The RL objective is role-specific, with reward normalization stratified by context and stage (via turn-grouped GRPO) to avoid gradient signal distortion. This yields substantial improvements in long-horizon, high-token-budget regimes, as illustrated in scaling ablations.
Strong Empirical Results and Claims
- The unified parallel thinking framework (16 threads × 16 rounds, averaging 7.6M tokens per problem) matches the underlying RL model's oracle pass@16 at pass@1, demonstrating highly efficient compute scaling.
- The approach surpasses GPT-5-high on 456 hard AetherCode problems, achieving 0.61 pass@1 accuracy, exceeding the sequential-only plateau.
- Scaling via RL increases solution coverage, rather than merely shifting probability mass over the same solution modes. This contrasts with related findings in mathematical reasoning tasks, highlighting the unique challenge and opportunity inherent to execution-based code domains.
Implications and Future Directions
This work demonstrates that, for high-difficulty domains such as competitive programming, RL-induced reasoning scaling and sophisticated test-time token allocation are both necessary and complementary. The log-linear accuracy/token scaling enables resource-efficient hyperparameter search, while randomized clipping and verification RL warmup yield reproducible and interpretable improvements.
The parallel thinking pipeline sets a precedent for structured agentic inference, substantially mitigating attention bottlenecks and enabling practical deployment of multi-million-token computation, with immediate relevance for code LLMs in real-world settings.

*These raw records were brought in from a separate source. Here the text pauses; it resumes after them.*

PR #703, opened 2018-02-07
Some css fixes and updated default language name

ismakutl:
CSS updates for about, feedback and topbar
- Deleted some unnecessary lines of css
- More responsive (mobile)
- Better working topbar
- Sidebar fixed

Twig - topbar.twig
- Fixed default language name


osma:
Thanks for the PR!

In general it's better if you can make separate PRs for separate enhancements, but this looks pretty clear.

henriyli:
This is how the sidebar renders for me without the margins:
screenshot from 2018-02-08 12-25-33

ismakutl:
Can you check it now? Sidebar should be fixed now

henriyli:
It seems a lot better now! But there still seems to be some issues with the page width. @ismakutl 
screen shot 2018-02-13 at 12 35 40

ismakutl:
screenshot
I don't have any problems with it, there's probably a conflict with your css or maybe old cached css?

osma:
Can both of you try a concept page, toying with different browser window widths?

henriyli:
I tried this again and it would seem that the vocabulary home page does indeed work well. But the concept pages seem to have resizing issues when the viewport is wider than 1090ish pixels.

ismakutl:
I had this problem 1 time and it's gone, but I found it.

in your styles.css you have something like this line of code
`.main-container { margin: 15px; }`

and it should be changed to
`.main-container { margin: 15px auto; }`
you can change 15px to whatever you want, but the second argument should be auto to center it

resource/css/styles.css
```diff
@@ -796,16 +804,22 @@ span.xl-pref-label > img {
...
   border-top: 2px solid #394554;
-  width: 500px;
 }
 
 /* sidebar styles
  ***************************/
 
+.sidebar-wrapper {
+  position: relative;
+  margin-right: 15px;
```
osma: This should be `margin-right: 25px` to better match the current layout.

resource/css/styles.css
```diff
@@ -953,10 +968,13 @@ div.input-group > .input-group-addon {
...
 }
 
-.alphabetical-search-results li, .group-container > p, .group-container > ul {
+.alphabetical-search-results li,
+.group-container > p,
+.group-container > ul {
   font-size: 14px;
   line-height: 15px;
   list-style-type: none;
+  line-height: 2em;
```
osma: This overrides the setting two lines up. Better modify the original one...

I think the original setting is better. The alphabetical index layout should be quite tight because it may contain a huge number of entries. We tested and found that 16px could be a good value.

resource/css/styles.css
```diff
@@ -1017,7 +1035,8 @@ th, td {
 }
 
 tr {
-  border-image: '../pics/stripe.png' 20 20 repeat;
+  display: flex;
```
osma: This causes layout problems on the vocabulary front page:

skosmos-css-problems

Are you sure it's a good idea to change all tables to flex layout? Will it work with older browsers?

view/topbar.twig
```diff
@@ -15,7 +15,7 @@
 <div id="language"><span class="navigation-font">|</span>
   {% for langcode, langdata in languages %}
   {% if request.lang != langcode %}
-  <a id="language-{{ langcode}}" class="navigation-font" href="{{ request.langurl|replace({("#{request.lang}/"): "#{langcode}/"}) }}"> {{langdata.name}}</a>
+  <a id="language-{{ langcode}}" class="navigation-font" href="{{ request.langurl|replace({("#{request.lang}/"): "#{langcode}/"}) }}"> {{langdata.lemma}}</a>
```
osma: The problem you are seeing (with **in_this_language** displayed) is caused by missing locales on your system. See the [FAQ](https://github.com/NatLibFi/Skosmos/wiki/FAQ-and-Troubleshooting). Please revert this part.

osma:
Hi @ismakutl , is it possible for you to address the remaining comments so that we could merge this for Skosmos 2.0? Especially the flex layout is a bit scary. The other issues I commented on are easy to fix while merging but sorting out that one takes a bit more work...

osma:
Closing due to lack of response to change requests from original contributor. Please reopen, or open a new PR, if you still want to contribute this work.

Theoretically, the log-linear law provides a compact lens for future analysis of RL-induced reasoning in LLMs. Practically, the demonstrated superiority over GPT-5-high sets a new standard for LLM performance on execution-based benchmarks.
Future research should explore:
- Propagation of rewards across multi-role, multi-turn pipelines (credit assignment beyond bandit RL).
- Extension from linear verify-refine chains to tree search and evolutionary strategies.
- Multi-modal hybrid pipelines with external verification via unit tests, symbolic solvers, or human-in-the-loop judgements.
- Efficient attention mechanisms and scalable architectures to further ease the compute wall.
- Systematic investigation of transfer learning between verification and generation tasks.
Conclusion
This paper provides clear evidence that both RL-based reasoning length scaling and structured parallel test-time search are required for state-of-the-art performance in competitive programming benchmarks. The introduction of randomized clipping and verification RL warmup operationalizes improvements in the RL regime, while the parallel thinking pipeline, trained end-to-end, leverages multi-thread/multi-round reasoning to efficiently scale problem-solving accuracy far beyond previous SOTA code LLMs. By structurally aligning training and inference with the test-time objective, this framework produces scalable, robust advances in program synthesis and competitive code generation.